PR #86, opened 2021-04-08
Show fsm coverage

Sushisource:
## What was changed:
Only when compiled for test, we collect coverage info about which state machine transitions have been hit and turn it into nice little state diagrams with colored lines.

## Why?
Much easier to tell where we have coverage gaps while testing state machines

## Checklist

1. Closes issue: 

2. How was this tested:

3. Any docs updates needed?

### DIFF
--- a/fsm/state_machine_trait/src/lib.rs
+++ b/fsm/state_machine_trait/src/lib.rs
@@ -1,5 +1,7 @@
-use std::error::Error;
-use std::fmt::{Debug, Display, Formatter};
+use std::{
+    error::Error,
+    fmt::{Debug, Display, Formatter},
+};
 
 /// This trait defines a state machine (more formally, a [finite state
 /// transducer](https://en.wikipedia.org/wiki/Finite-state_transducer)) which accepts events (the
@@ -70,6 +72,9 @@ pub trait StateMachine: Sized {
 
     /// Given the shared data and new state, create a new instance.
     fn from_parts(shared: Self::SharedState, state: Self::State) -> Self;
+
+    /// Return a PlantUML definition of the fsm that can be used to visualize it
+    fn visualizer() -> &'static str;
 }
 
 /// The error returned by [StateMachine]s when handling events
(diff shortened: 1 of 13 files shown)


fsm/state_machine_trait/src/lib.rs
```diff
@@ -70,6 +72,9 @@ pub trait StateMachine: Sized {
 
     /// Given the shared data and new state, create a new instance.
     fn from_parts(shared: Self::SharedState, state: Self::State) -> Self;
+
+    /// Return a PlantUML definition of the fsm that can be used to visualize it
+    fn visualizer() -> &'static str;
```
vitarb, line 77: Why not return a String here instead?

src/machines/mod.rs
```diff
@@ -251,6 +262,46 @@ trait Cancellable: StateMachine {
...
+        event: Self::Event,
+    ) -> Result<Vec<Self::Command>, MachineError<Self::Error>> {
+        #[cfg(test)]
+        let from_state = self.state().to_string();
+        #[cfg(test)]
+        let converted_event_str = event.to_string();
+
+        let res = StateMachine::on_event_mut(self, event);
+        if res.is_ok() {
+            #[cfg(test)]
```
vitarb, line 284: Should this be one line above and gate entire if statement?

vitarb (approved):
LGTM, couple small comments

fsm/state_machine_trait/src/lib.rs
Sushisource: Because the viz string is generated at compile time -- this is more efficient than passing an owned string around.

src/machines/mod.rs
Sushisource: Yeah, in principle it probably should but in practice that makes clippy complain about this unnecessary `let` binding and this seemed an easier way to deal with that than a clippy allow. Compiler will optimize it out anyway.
++++++++++++++++++++
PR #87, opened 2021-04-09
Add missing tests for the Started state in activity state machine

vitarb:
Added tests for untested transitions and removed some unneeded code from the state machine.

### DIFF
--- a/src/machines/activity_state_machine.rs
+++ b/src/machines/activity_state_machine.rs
++++++++++++++++++++
**The problem**. Your response should be the lines of the entries above that include the string "Sushisource".

**Expected answer**.
Sushisource:
Sushisource: Because the viz string is generated at compile time -- this is more efficient than passing an owned string around.
Sushisource: Yeah, in principle it probably should but in practice that makes clippy complain about this unnecessary `let` binding and this seemed an easier way to deal with that than a clippy allow. Compiler will optimize it out anyway.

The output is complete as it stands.